Psychologists Found a Surprisingly Simple Way to Keep Narcissists From Cheating

Psychologists Found a Surprisingly Simple Way to Keep Narcissists From Cheating

PsyPost
PsyPostMar 18, 2026

Why It Matters

The research shows organizations can reduce narcissistic cheating by limiting immediate incentives and adding brief reflection periods, offering a low‑cost ethical safeguard. This insight is crucial for designing compensation and reporting systems that deter dishonest behavior.

Key Takeaways

  • Narcissists cheat when personal gain is high
  • Flat bonuses eliminate narcissism‑unethical link
  • Mandatory deliberation curtails narcissistic cheating
  • Study analyzed 164 full‑time employees

Pulse Analysis

The recent experiment published in Personality and Individual Differences examined how situational factors shape the propensity of grandiose narcissists to act unethically. Researchers measured self‑reported cheating in a timed anagram task among 350 full‑time employees, ultimately analyzing data from 164 participants. When the task offered a per‑word monetary reward, individuals high in narcissism were significantly more likely to inflate their scores. By contrast, a flat bonus that removed incremental gain, or a mandatory one‑minute reflection period, broke the link between narcissistic traits and dishonest reporting. The manipulation proved effective: reduced‑gain participants showed lower personal‑gain focus, and deliberation participants reported higher reflection scores.

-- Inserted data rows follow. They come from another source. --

PR #1821, opened 2021-09-23
Adding directionality test references to RS

iherman:
This is to be checked in case https://github.com/w3c/epub-tests/pull/31 is approved (and merged): it adds the references to the tests in that PR to the RS spec.

PR #1826, opened 2021-09-25
Change respec test references to use generated report

dlazin:
Will this actually work in Respec? I don't know! (Because I don't know how to check.) But let's find out.

***
<a href="https://pr-preview.s3.amazonaws.com/w3c/epub-specs/pull/1826.html" title="Last updated on Sep 28, 2021, 5:58 PM UTC (1959c5d)">Preview</a> | <a href="https://pr-preview.s3.amazonaws.com/w3c/epub-specs/1826/9c8c5db...1959c5d.html" title="Last updated on Sep 28, 2021, 5:58 PM UTC (1959c5d)">Diff</a>

### DIFF
--- a/epub33/rs/index.html
+++ b/epub33/rs/index.html
@@ -69,7 +69,7 @@
 				localBiblio: biblio,
 				preProcess:[inlineCustomCSS, fixDefinitionCrossrefs],
 				postProcess:[addConformanceLinks],
-				testSuiteURI: "https://w3c.github.io/epub-tests/results/tests.html#",
+				testSuiteURI: "https://w3c.github.io/epub-tests/results/tests.html",
 				lint: {
 					"wpt-tests-exist": true,
 				}
@@ -200,11 +200,12 @@
 				<h4>Core Media Types</h4>
 
 				<p id="confreq-rs-epub3-images"
-					data-tests="cmt-gif,cmt-jpg,cmt-png,cmt-svg,cmt-webp">If a Reading System has a <a>Viewport</a>, it MUST
-					support the <a href="https://www.w3.org/TR/epub-33/#cmt-grp-image">image Core Media Type Resources</a>
+					data-tests="#cmt-gif,#cmt-jpg,#cmt-png,#cmt-svg,#cmt-webp">If a Reading System has a <a>Viewport</a>, it
+					MUST support the
+					<a href="https://www.w3.org/TR/epub-33/#cmt-grp-image">image Core Media Type Resources</a>
 				    [[EPUB-33]].</p>
 
-				<p id="confreq-rs-epub3-mp3-aac" data-tests="cmt-mp3,cmt-mp4-aac,cmt-ogg-opus">If it has the capability to
+				<p id="confreq-rs-epub3-mp3-aac" data-tests="#cmt-mp3,#cmt-mp4-aac,#cmt-ogg-opus">If it has the capability to
 					render pre-recorded audio, it MUST support the <a
 						href="https://www.w3.org/TR/epub-33/#cmt-grp-audio">audio Core Media Type Resources</a>
 					[[EPUB-33]] and SHOULD support Media Overlays [[EPUB-33]].</p>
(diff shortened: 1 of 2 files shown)


iherman:
It does not seem to work :-(

Here is what I did: I used raw.githack.com to look at the respec version you have created:

https://raw.githack.com/w3c/epub-specs/test-repo/epub33/rs/index.html

If you then go to the [base direction tests](https://raw.githack.com/w3c/epub-specs/test-repo/epub33/rs/index.html#sec-pkg-doc-base-dir), and you click on a test, you get:

https://w3c.github.io/epub-tests/results/confreq-rs-pkg-dir_rtl-001

which is of course wrong. The mechanism removes the 'index.html#' from the URL.

I see several solutions:

1. we keep to what we have officially now 
2. I try to hack this; respec gives the possibility to run a javascript _after_ it has done its processing, which may be used to hack all these URL-s. I do not know whether it is easy to get some proper hooks for those URL-s that I can hang a script on but I am willing to try
3. we come up with a totally different mechanism altogether

what say you? 

Cc @mattgarrish @wareid 

---

P.S. The reason you could not see the problem is because the preview up there shows the document _after_ respec has done its work, which is the equivalent of what lands as an official document. But respec, deliberately, cuts the test references out of that version. In other words, the test references are live only in the editor's draft, which of course makes sense.

dlazin:
> Here is what I did: I used raw.githack.com to look at the respec version you have created:
> 
> https://raw.githack.com/w3c/epub-specs/test-repo/epub33/rs/index.html

Ah! Thanks for that tip. Check again; now it works (I have moved the hash from the base URL into the data-tests attributes), except for one notable loss: with anchors, it no longer shows the names of the tests, only "test". But it does link to the same place, and I think this is much more useful, because now you can see the test description.

epub33/rs/index.html
```diff
@@ -303,15 +304,19 @@ <h4>Parsing Relative URLs</h4>
...
-					and indicates a base direction of <code>ltr</code> or <code>rtl</code>, Reading Systems MUST
-					override the bidi algorithm per <a data-cite="bidi#Higher-Level_Protocols">the higher-level
-						protocols</a> defined in [[BIDI]], setting the paragraph embedding level to 0 if the base
-					direction is <code>ltr</code>, or 1 if the base direction is <code>rtl</code>.</p>
-
-				<p id="confreq-rs-pkg-dir-auto" data-tests="confreq-rs-pkg-dir-auto.epub">Otherwise the base direction
-					is <code>auto</code>, in which case Reading Systems MUST determine the text's direction by applying
-					the Unicode Bidi Algorithm, beginning with <a data-cite="bidi#P2">Rule P2</a> of [[BIDI]].</p>
+				<p id="confreq-rs-pkg-dir"
+				    data-tests="#confreq-rs-pkg-dir_rtl-001,#confreq-rs-pkg-dir_rtl-004,#confreq-rs-pkg-dir_rtl-005,#confreq-rs-pkg-dir_rtl-006">
```
dlazin: @iherman here and below on line 316, have I corrected interpreted which of your dir tests corresponds to which statement? (Please remember to update the spec with these references after you commit tests.)

iherman:
> Check again; now it works (I have moved the hash from the base URL into the data-tests attributes), except for one notable loss: with anchors, it no longer shows the names of the tests, only "test".

Neat trick and it indeed works. It is probably pretty error-prone: people may forget those '#' signs. But I guess it is not worse than adding (or not) the '.epub' in the old scheme...

epub33/rs/index.html
iherman: Ehem. I have submitted https://github.com/w3c/epub-specs/pull/1821 which waits for your approval :-)

dlazin: Oh no! I'm the worst. Sorry I missed that — epub-specs is so busy that I almost never check. I will need to figure out a better email filtering system so that I actually see the ones meant for me.

dlazin:
Is this OK to commit now?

These results give managers a practical lever: limiting obvious personal incentives and inserting brief deliberation pauses can blunt the ethical risk posed by narcissistic employees. Designing compensation structures that reward collective outcomes rather than individual tallies, or embedding decision‑making checkpoints, aligns with the study’s “reduced gain” and “deliberation” conditions. Such low‑cost interventions are especially valuable in high‑stakes environments—sales, finance, or research—where the temptation to embellish performance can translate into larger financial losses or reputational damage. The strategy also scales digitally, prompting pauses before expense or sales submissions, embedding safeguards into daily workflows.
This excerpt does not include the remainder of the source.